The problem
Lines containing "access": state how many there are in these entries, and write only that number.

Stored items from a collection
Issue #1940, opened 2024-07-22
Improving generalization of LoRA with wise-ft


SimJeg:
### Feature request

Include the [wise-ft](https://arxiv.org/abs/2109.01903) method in `LoraModel` models.

### Motivation

Wise-ft interpolates between the weights $W_{base}$ of a base model and the weights $W_{ft}$ of a finetuned model using the following formula:
$$W_{wise} = (1-\alpha) * W_{base} + \alpha * W_{ft} \tag{1}$$
where $\alpha \in [0,1]$. This approach effectively balances the trade-off between the zero-shot capabilities of the base model ($\alpha=0$) and the task-specific performance of the finetuned model ($\alpha=1$). It is particulary well suited when there is a distribution shift between the training data used for fine-tuning, and the test data used during inference.

For LoRA, as $W_{ft} = W_{base} + W_{delta}$, we can rewrite the formula (1) as:
 $$W_{wise} = W_{base} + \alpha * W_{delta} \tag{2}$$

Note that the formula above does not apply wise-ft correctly to DoRA, as for DoRA, $W_{ft} = m_{dora} * (W_{base} + W_{delta})$.

We successfully applied this method to win the 5 tracks of the [Amazon KDD Cup 2024](https://www.aicrowd.com/challenges/amazon-kdd-cup-2024-multi-task-online-shopping-challenge-for-llms/leaderboards), achieving performance improvements of up to 1.5%. In this competition, no training data was provided, hence there was a distribution shift between the training data built by the participants and the hidden test data used for evaluation.

### Your contribution

There are several ways to implement wise-ft for LoRA adapters: 
1. (no code) Update the configuration of the adapters and rescale the parameter `lora_alpha` by `α * lora_alpha` (which is not an int anymore)
2. (no code) Rescale the adapter weights by $\sqrt{\alpha}$ if no bias is used, as $W_{delta} = W_A \cdot W_B$. We did that in KDD cup.
3. Add a new attribute to the `LoraLayer` layers to update the scaling parameter of the adapters 
4. Add a new method in the `LoraModel` class that updates the `scaling` parameter of the LoRA adapters as follow:

```python
for module in self.model.modules():
    if isinstance(module, LoraLayer):
        module.scaling = dict((k, v * alpha) for k, v in module.scaling.items())
       # might be better to redefined scaling = lora_alpha / r OR sqrt(r) * alpha ? How to access use_rslora ?
```

[...]

PR #1951, opened 2024-07-24
[Add] scaling LoRA adapter weights with a context manager

ariG23498:
CC: @BenjaminBossan 
Related: #1940


ariG23498:
Hey @BenjaminBossan I tried with the following code to see whether we changed the scale and then reverted back to the original or not.

```py
from peft.utils.scaling_utils import set_adapter_scale
from peft import AutoPeftModelForCausalLM
from transformers import AutoTokenizer
from peft.tuners.lora.layer import LoraLayer


def check_scaling(model):
        if isinstance(module, LoraLayer):
            print(module.scaling)

model = AutoPeftModelForCausalLM.from_pretrained("ybelkada/opt-350m-lora")
tokenizer = AutoTokenizer.from_pretrained("facebook/opt-350m")

print("\n\nBEFORE")
check_scaling(model)

model = model.to("cuda")
model.eval()
inputs = tokenizer("Preheat the oven to 350 degrees and place the cookie dough", return_tensors="pt")


with set_adapter_scale(model=model, alpha=0.5):
    print("\n\nINSIDE")
    check_scaling(model)
    outputs = model.generate(input_ids=inputs["input_ids"].to("cuda"), max_new_tokens=50)


print(tokenizer.batch_decode(outputs.detach().cpu().numpy(), skip_special_tokens=True)[0])
print("\n\nAFTER")
check_scaling(model)
```

BenjaminBossan:
Thanks for reporting on the progress. Based on your example, it would be good to create the first unit test to ensure that this function works correctly. Could you please transform your example into a unit test that uses `assert`s instead of printing. I'd also do the testing a bit more precisely:

- Generate logits before scaling context (don't use tokens, as logits are more precise)
- Store scalings before scaling context
- Enter scaling context
- Generate logits and assert that they are different than before
- Check that the scalings are now the new value
- Exit scaling context
- Generate logits and assert that they are the same as before
- Check that the scalings are back to initial value

Also, I think you can move the new function to `helpers.py` for now.

ariG23498:
@BenjaminBossan I have added the unit tests as you have mentioned. How do they look?
Please let me know if there are any changes required from my side.

tests/test_helpers.py
```diff
@@ -66,3 +68,59 @@ def test_local_model_non_default_name(self, tmp_path):
...
+            for key in scales_before_scaling.keys():
+                assert scales_before_scaling[key] != scales_during_scaling[key]
+
+            # Generate logits during scaling
+            with torch.no_grad():
+                inputs = inputs.to(device)
+                model = model.to(device)
+                logits_during_scaling = model(**inputs).logits
+
+            assert torch.allclose(logits_before_scaling, logits_during_scaling)
```
BenjaminBossan, line 104: Shouldn't the logits be different when scaled?

tests/test_helpers.py
```diff
@@ -66,3 +68,59 @@ def test_local_model_non_default_name(self, tmp_path):
         # with adapter name
         result = check_if_peft_model(tmp_path / "peft-gpt2-other" / "other")
         assert result is True
+
```
BenjaminBossan, line 71: Please put this into a new test class with an appropriate name, as this is unrelated to `TestCheckIsPeftModel`. You can also define `scale_from_modules` inside of that class.

src/peft/helpers.py
```diff
@@ -146,3 +148,20 @@ def check_if_peft_model(model_name_or_path: str) -> bool:
...
+def set_adapter_scale(model, alpha):
+    # 1. TODO: Check whether scaling is prohibited on model
+
+    # 2. Modify scaling values
+    original_scaling = {}
+    for module in model.modules():
+        if isinstance(module, LoraLayer):
+            original_scaling[module] = module.scaling.copy()
+            module.scaling = {k: v * alpha for k, v in module.scaling.items()}
+    yield
```
BenjaminBossan, line 163: Let's use
```python
try:
    yield
finally:
    # restore
```

That way it is ensured that the original scale is restored, even if there is an error in-between. There should be a test for this edge case too.

src/peft/helpers.py
```diff
@@ -146,3 +148,20 @@ def check_if_peft_model(model_name_or_path: str) -> bool:
         is_peft_model = False
 
     return is_peft_model
+
+
+@contextmanager
+def set_adapter_scale(model, alpha):
+    # 1. TODO: Check whether scaling is prohibited on model
```
BenjaminBossan, line 155: This has yet to be implemented. E.g. you could check that the `original_scaling` is not empty after the loop exits. If it's empty, it probably means that the user passed an incompatible model and an error message with a good error message should be raised. There should be a test for that.

src/peft/helpers.py
```diff
@@ -146,3 +148,20 @@ def check_if_peft_model(model_name_or_path: str) -> bool:
         is_peft_model = False
 
     return is_peft_model
+
+
+@contextmanager
+def set_adapter_scale(model, alpha):
```
BenjaminBossan, line 154: Let's add a nice docstring to this function. Also, let's update the docs.

tests/test_helpers.py
```diff
@@ -66,3 +68,59 @@ def test_local_model_non_default_name(self, tmp_path):
...
+        for key in scales_before_scaling.keys():
+            assert scales_before_scaling[key] == scales_after_scaling[key]
+
+        # Get logits after scaling
+        with torch.no_grad():
+            inputs = inputs.to(device)
+            model = model.to(device)
+            logits_after_scaling = model(**inputs).logits
+
+        assert torch.allclose(logits_before_scaling, logits_after_scaling)
```
BenjaminBossan, line 117: I think the function should already work with transformers and diffusers models as is. But let's add tests for those to ensure it's really working.

Also, we need tests for:

* merging inside the context
* using multiple adapters (as the scalings of all adapters are updated)
* a test that checks that restoration works even if we have different `r` and `alpha` on the layers (using `rank_pattern` and `alpha_pattern`).

BenjaminBossan (changes requested):
Thanks for the updates. The function itself already looks very promising. Let's do some more checks and extend the unit tests to be more comprehensive.

tests/test_helpers.py
ariG23498: Yes you are right. With a different scaling, the logits should be different.

In this colab notebook I have tried building a GPT2 model with pretrained weights and then build the LoRA version using the `get_peft_model()` API. Upon forward passing the same input, the logits of the two models are the same.

I think I am missing something. Is this intended behaviour?

[Colab Notebook](https://colab.research.google.com/gist/ariG23498/08ecf1672347ae6d031909866ad6266a/scratchpad.ipynb)

ariG23498:
@BenjaminBossan thanks for the tip! I was not aware of the `init_lora_weights=False` parameter. It works as is supposed to now.

Side note: Can you point me to a resource where I could understand how to make the model logits diterministic? Right now, with the same mode and same input the logits seems to be different (by a matter of small variance).

tests/test_helpers.py
ariG23498: Resolved with [this](https://github.com/huggingface/peft/pull/1951#issuecomment-2252956884) comment.

tests/test_helpers.py
ariG23498: Took care of this!

src/peft/helpers.py
ariG23498: This makes sense to me! Thanks for the suggestion.

src/peft/helpers.py
ariG23498: I have made changes to the code to test this. Could you give a quick skim and let me know you had a similar vision?

ariG23498: Added an initial doctring to the function. I think we need to iterate on the docstring and make it more verbose.

src/peft/helpers.py
ariG23498: Added an initial doctring to the function. I think we need to iterate on the docstring and make it more verbose.

tests/test_helpers.py
```diff
@@ -66,3 +69,99 @@ def test_local_model_non_default_name(self, tmp_path):
...
+
+    def test_not_lora_model(self):
+        model = AutoModelForCausalLM.from_pretrained("facebook/opt-125m")
+
+        # we expect a value error here because the model
+        # does not have lora layers
+        with pytest.raises(ValueError):
```
BenjaminBossan, line 165: Let's also match the error message.

src/peft/helpers.py
```diff
@@ -146,3 +148,66 @@ def check_if_peft_model(model_name_or_path: str) -> bool:
...
+        for module in model.modules():
+            if isinstance(module, LoraLayer):
+                original_scaling[module] = module.scaling.copy()
+                module.scaling = {k: v * alpha for k, v in module.scaling.items()}
+
+        # check whether scaling is prohibited on model
+        # the original scaling dictionary should be empty
+        # if there were no lora layers
+        # checking empty dictionary: https://stackoverflow.com/a/23177452/10319735
+        if not bool(original_scaling):
```
BenjaminBossan, line 201:
```suggestion
        if not original_scaling:
```

`bool` is not necessary.

src/peft/helpers.py
```diff
@@ -146,3 +148,66 @@ def check_if_peft_model(model_name_or_path: str) -> bool:
...
+            raise ValueError("model does not support scaling")
```
BenjaminBossan, line 202: Let's be more precise here: Right now, scaling is only supported for `LoraLayer`s. Let's add this info.

src/peft/helpers.py
```diff
@@ -146,3 +148,66 @@ def check_if_peft_model(model_name_or_path: str) -> bool:
...
+
+    Example:
+        >>> model = ModelWithLoraLayer()
+        >>> alpha = 0.5
+        >>> with set_adapter_scale(model, alpha):
+        >>>     # Perform operations with the scaled model
+        >>> # The original scaling values are restored here
+    """
+    # initialize the flag with false
+    scale_changed = False
```
BenjaminBossan, line 182: We don't really need this, it should be enough to check if `original_scaling` is empty.

src/peft/helpers.py
```diff
@@ -146,3 +148,66 @@ def check_if_peft_model(model_name_or_path: str) -> bool:
...
+            raise ValueError("model does not support scaling")
+
+        # change the flag to true since the scale has been changed
+        scale_changed = True
+        yield
+
+    finally:
+        # restore original scaling values after exiting the context
+        # only if the scale has been changed
+        if scale_changed and bool(original_scaling):
```
BenjaminBossan, line 211: This whole `if` can be removed: If `original_scaling` is empty, the loop below will not run anyway.

src/peft/helpers.py
```diff
@@ -146,3 +148,66 @@ def check_if_peft_model(model_name_or_path: str) -> bool:
...
+        >>> with set_adapter_scale(model, alpha):
+        >>>     # Perform operations with the scaled model
+        >>> # The original scaling values are restored here
+    """
+    # initialize the flag with false
+    scale_changed = False
+
+    try:
+        # check if alpha has a valid data type
+        if not isinstance(alpha, float):
```
BenjaminBossan, line 186: I wonder if passing alpha as type `int` should not be fine, WDYT?

src/peft/helpers.py
```diff
@@ -146,3 +148,66 @@ def check_if_peft_model(model_name_or_path: str) -> bool:
...
+        >>> model = ModelWithLoraLayer()
+        >>> alpha = 0.5
+        >>> with set_adapter_scale(model, alpha):
+        >>>     # Perform operations with the scaled model
+        >>> # The original scaling values are restored here
+    """
+    # initialize the flag with false
+    scale_changed = False
+
+    try:
```
BenjaminBossan, line 184: Let's move the `try` just before the `yield`, the rest should not be inside the `try` block. E.g. right now, the `try` block would catch the `raise ValueError("model does not support scaling")` error, which doesn't make sense.

src/peft/helpers.py
```diff
@@ -146,3 +148,66 @@ def check_if_peft_model(model_name_or_path: str) -> bool:
...
+
+    Raises:
+        TypeError: If `alpha` is not of type float.
+        ValueError: If the model does not contain any `LoraLayer` instances,
+                    indicating that the model does not support scaling.
+
+    Yields:
+        None: This context manager does not yield any values.
+
+    Example:
```
BenjaminBossan, line 174: Syntax should be:

```
    Example:

    ```python
    >>> model = ModelWithLoraLayer()
```

etc.

src/peft/helpers.py
```diff
@@ -146,3 +148,66 @@ def check_if_peft_model(model_name_or_path: str) -> bool:
...
+    Args:
+        model: The model containing `LoraLayer` modules whose scaling is to be adjusted.
+        alpha (float): The scaling factor to be applied. Must be of type float.
+
+    Raises:
+        TypeError: If `alpha` is not of type float.
+        ValueError: If the model does not contain any `LoraLayer` instances,
+                    indicating that the model does not support scaling.
+
+    Yields:
```
BenjaminBossan, line 171: Can be removed, as nothing is yielded.

BenjaminBossan (changes requested):
Thanks for all the updates. I have reviewed again and saw a few more areas to improve the PR further, please check out the comments. My [earlier comment](https://github.com/huggingface/peft/pull/1951#discussion_r1691604210) also still stands.

src/peft/helpers.py
ariG23498: Very nice catch!

src/peft/helpers.py
ariG23498: I am not sure with this one. Is there a range for alpha? If yes, we should definitely have a test for range and dtype.

tests/test_helpers.py
ariG23498: Addressed!

tests/test_helpers.py
ariG23498: Hey @BenjaminBossan I had some queries:
1. I see that the diffusion models with LoRAs in the Hub have a bigger base model. This in turn would be very slow for the testing pipeline. Do you have any suggestions to ease this?
2. Merging: As I understand, we merge the weights, then pass the model into the context manager, and get the merged lora outputs. After exiting from the context manager, the model should revive its merged weights. Am I understanding this correctly?
3. I am not sure I understand the usage of multiple adapters. If you could point me to some resource on this topic that would be very helpful.
4. I am unable to find an example where there is a use of `rank_pattern` and `alpha_pattern` -- Could you help me with this as well?

BenjaminBossan: 1. Indeed, SD models are quite big. Right now, we still use them in tests, see here: https://github.com/huggingface/peft/blob/7e7b55880e2e0f3c80309d4e578ee36f6ff24793/tests/test_stablediffusion.py#L28.
2. No, my idea was a bit different. The test should be like this: Create a LoRA model with an adapter, set the scale to value x and get the outputs. Then, set the scale again to x and merge the weights. After exiting the context, the weights are still merged. Now when we get the output, it should be the same as our initial output. This way, we can ensure that the temporarily set scalings are correctly accounted for when merging. Does that make sense?
3. For methods like LoRA, it's possible to add multiple adapters to the same model by calling `model.add_adapter(config2)` and activate it using `set_adapter`. There should be a test to ensure that within the scaling context, the scalings of all adapters is adjusted, and that after exiting the context, all adapter scalings are correctly reset.
4. Indeed, it looks like there is a gap in our test suite when it comes to `rank_pattern` and `alpha_pattern`. But the gist of it is quite simple: If I have a `LoraConfig(target_modules="all-linear", r=8, rank_pattern={"linear_xy": 16})`, then all linear layers will have rank 8, except for "linear_xy", which will have rank 16. Same idea for `alpha_pattern`. The test should ensure that the scaling context works for these models as well.

BenjaminBossan (commented):
> I am not sure with this one. Is there a range for alpha? If yes, we should definitely have a test for range and dtype.

I was thinking about that, but let's not put a range on alpha for now. Maybe it would make sense to demand positive values, but who knows, let the users decide. However, I would consider allowing ints, e.g. so that a user can use `set_adapter_scale(model, alpha=2)` -- it would be quite annoying if that fails.

tests/test_helpers.py
ariG23498: Thanks for the detailed reply @BenjaminBossan!

I was able to get all of the tests to work except the **merging** test. The logits after `merge_and_unload()` are not the same it seems.

Do you think I am making some mistake?

ariG23498:
@BenjaminBossan I have marked this PR for review. All the tests have been addressed except the merging test (as noted in this [reply](https://github.com/huggingface/peft/pull/1951#discussion_r1697218799)).

tests/test_helpers.py
BenjaminBossan: Merging will always result in a bit of divergence because of floating point imprecision. If the logits are identical up to a precision of `atol, rtol = 1e-4, 1e-4`, it's good enough. Could you please check that?

ariG23498: That was it! Made the changes in the current commit -- every test pass now :partying_face:

BenjaminBossan:
@ariG23498 Could you please run `make style`?

ariG23498:
Formatted the style and also rebased!

tests/test_helpers.py
```diff
@@ -66,3 +70,280 @@ def test_local_model_non_default_name(self, tmp_path):
...
+        scales_after_scaling = self.get_scale_from_modules(model)
+        for key in scales_before_scaling.keys():
+            assert scales_before_scaling[key] == scales_after_scaling[key]
+
+        with torch.no_grad():
+            logits_after_scaling = model(**inputs).logits
+
+        assert torch.allclose(logits_before_scaling, logits_after_scaling)
+
+    def test_wrong_scaling_datatype(self):
```
BenjaminBossan, line 126: Could this test be simplified to just check for the error? All the stuff with the logits doesn't really add much, right?

tests/test_helpers.py
```diff
@@ -66,3 +70,280 @@ def test_local_model_non_default_name(self, tmp_path):
...
+
+    def test_no_scaling(self):
+        base_model = AutoModelForCausalLM.from_pretrained("facebook/opt-125m")
+        tokenizer = AutoTokenizer.from_pretrained("facebook/opt-125m")
+        inputs = tokenizer("hello world", return_tensors="pt")
+
+        base_model.eval()
+
+        with torch.no_grad():
+            logits_base_model = base_model(
```
BenjaminBossan, line 179: Can be a single line.

tests/test_helpers.py
```diff
@@ -66,3 +70,280 @@ def test_local_model_non_default_name(self, tmp_path):
...
+    def test_not_lora_model(self):
+        model = AutoModelForCausalLM.from_pretrained("facebook/opt-125m")
+
+        # we expect a value error here because the model
+        # does not have lora layers
+        with pytest.raises(ValueError, match="scaling is only supported for models with `LoraLayer`s"):
+            with set_adapter_scale(model=model, alpha=0.5):
+                pass
+
+    def test_no_scaling(self):
```
BenjaminBossan, line 171: Let's rename: `test_scaling_set_to_zero`.

tests/test_helpers.py
```diff
@@ -66,3 +70,280 @@ def test_local_model_non_default_name(self, tmp_path):
...
+            lora_dropout=0.1,
+            bias="none",
+            init_lora_weights=False,
+        )
+        lora_model = get_peft_model(base_model, lora_config)
+        lora_model.eval()
+
+        with set_adapter_scale(model=lora_model, alpha=0.0):
+            with torch.no_grad():
+                logits_lora_model = lora_model(
```
BenjaminBossan, line 196: Can be a single line.

tests/test_helpers.py
```diff
@@ -66,3 +70,280 @@ def test_local_model_non_default_name(self, tmp_path):
...
+                    **inputs,
+                ).logits
+
+        assert torch.allclose(logits_base_model, logits_lora_model)
+
+    def test_diffusers_pipeline(self):
```
BenjaminBossan, line 202: Nice! Would you mind adding a similar one for transformers models loaded directly with PEFT? See: https://huggingface.co/docs/transformers/v4.43.3/en/peft#load-adapters-with--peft

tests/test_helpers.py
```diff
@@ -66,3 +70,280 @@ def test_local_model_non_default_name(self, tmp_path):
...
+            lora_dropout=0.1,
+            bias="none",
+            init_lora_weights=False,
+        )
+        model = get_peft_model(model, lora_config)
+        scales_before_scaling = self.get_scale_from_modules(model)
+
+        with set_adapter_scale(model=model, alpha=0.5):
+            model.add_adapter("other", lora_config)
+            model.set_adapter("other")
```
BenjaminBossan, line 264: Let's move these out of the context. Also, let's generate the logits for both "default" and "other" adapter with and without scaling and ensure that the scaling works for both.

tests/test_helpers.py
```diff
@@ -66,3 +70,280 @@ def test_local_model_non_default_name(self, tmp_path):
...
+        scales_after_scaling = self.get_scale_from_modules(model)
+        for key in scales_before_scaling.keys():
+            assert scales_before_scaling[key] == scales_after_scaling[key]
+
+        with torch.no_grad():
+            logits_after_scaling = model(**inputs).logits
+
+        assert torch.allclose(logits_before_scaling, logits_after_scaling)
+
+    # TODO (ariG23498): This currently fails
```
BenjaminBossan, line 320: Remove?

tests/test_helpers.py
```diff
@@ -66,3 +70,280 @@ def test_local_model_non_default_name(self, tmp_path):
...
+    def test_merging_adapter(self):
```
BenjaminBossan, line 321: Nice

BenjaminBossan (changes requested):
Thanks a lot for the updates, this looks very good already. I have a few comments but nothing big.

What would also be nice is if some documentation could be added, I think this would be the best place: https://github.com/huggingface/peft/blob/main/docs/source/package_reference/helpers.md

It's also okay to skip the docs for now and we can add it in a follow up PR, but it's important not to forget it, otherwise users will have a hard time to discover this great feature.

tests/test_helpers.py
ariG23498: Ah! That makes sense to me.

tests/test_helpers.py
ariG23498: Correct me if I am wrong, but with a directly loaded model from PEFT, there should not be any LoraLayer to check for. And that should mean, we will not be able to access the `scaling` attribute.

How would you want me to approach this?

ariG23498:
Updated the code, and also added an autodoc placeholder in the markdown file mentioned.

tests/test_helpers.py
BenjaminBossan: This should work. To give an example:

```python
# first create a peft checkpoint
config = LoraConfig(init_lora_weights=False)
model.save_pretrained("/tmp/peft/opt-lora")
del model

# load directly into transformers model
model.load_adapter("/tmp/peft/opt-lora")
type(model.model.decoder.layers[0].self_attn.v_proj)  # => peft.tuners.lora.layer.Linear
```

ariG23498:
@BenjaminBossan all the tests pass! Do you want me to rebase?

src/peft/helpers.py
```diff
@@ -146,3 +148,56 @@ def check_if_peft_model(model_name_or_path: str) -> bool:
...
+
+    This context manager iterates over the modules of the given model and scales the `scaling` attribute of `LoraLayer`
+    instances by the specified `alpha` factor. The original scaling values are restored when the context manager exits.
+
+    Args:
+        model: The model containing `LoraLayer` modules whose scaling is to be adjusted.
+        alpha (float): The scaling factor to be applied. Must be of type float.
+
+    Raises:
+        TypeError: If `alpha` is not of type float. ValueError: If the model does not contain any `LoraLayer`
```
BenjaminBossan, line 166: Let's add a line break for the two errors. Also, the `TypeError` doesn't really need documenting IMO.

src/peft/helpers.py
```diff
@@ -146,3 +148,56 @@ def check_if_peft_model(model_name_or_path: str) -> bool:
...
+        instances,
+                    indicating that the model does not support scaling.
+
+    Example:
+
+    ```python
+        >>> model = ModelWithLoraLayer()
```
BenjaminBossan, line 173: The example can be unindented by one level.

src/peft/helpers.py
```diff
@@ -146,3 +148,56 @@ def check_if_peft_model(model_name_or_path: str) -> bool:
...
+
+
+@contextmanager
+def set_adapter_scale(model, alpha):
+    """
+    Context manager to temporarily set the scaling of LoraLayer modules in a model.
+
+    This context manager iterates over the modules of the given model and scales the `scaling` attribute of `LoraLayer`
+    instances by the specified `alpha` factor. The original scaling values are restored when the context manager exits.
+
```
BenjaminBossan, line 160: Let's also mention that this also works with diffusers and transformers models that have directly loaded LoRA adapters.

BenjaminBossan (changes requested):
Thanks, we're almost good now. Just a few small changes in the docstring and the tests and this PR should be good to go.

tests/test_helpers.py
```diff
@@ -223,6 +223,46 @@ def test_diffusers_pipeline(self):
...
+        model = get_peft_model(model, config)
+        model.save_pretrained(tmp_path / "opt-lora")
+        del model
+
+        # load directly into transformers model
+        model = AutoModelForCausalLM.from_pretrained(model_id)
+        model.load_adapter(tmp_path / "opt-lora")
+        # type(model.model.decoder.layers[0].self_attn.v_proj)  # => peft.tuners.lora.layer.Linear
+
+        tokenizer = AutoTokenizer.from_pretrained("facebook/opt-350m")
```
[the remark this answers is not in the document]
ariG23498: Thanks for the tip! I did not know about `pytest.fixtures`! TIL 😄

ariG23498:
Made the changes! Over to you @BenjaminBossan

tests/test_helpers.py
```diff
@@ -72,6 +72,11 @@ def test_local_model_non_default_name(self, tmp_path):
         assert result is True
 
 
+@pytest.fixture(scope="class")
```
BenjaminBossan, line 75: Please move this inside of the `TestScalingAdapters` class. Don't forget to add the `self` argument to the signature.

BenjaminBossan (changes requested):
Just a small thing, the rest looks good, thanks!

Finished exercise
2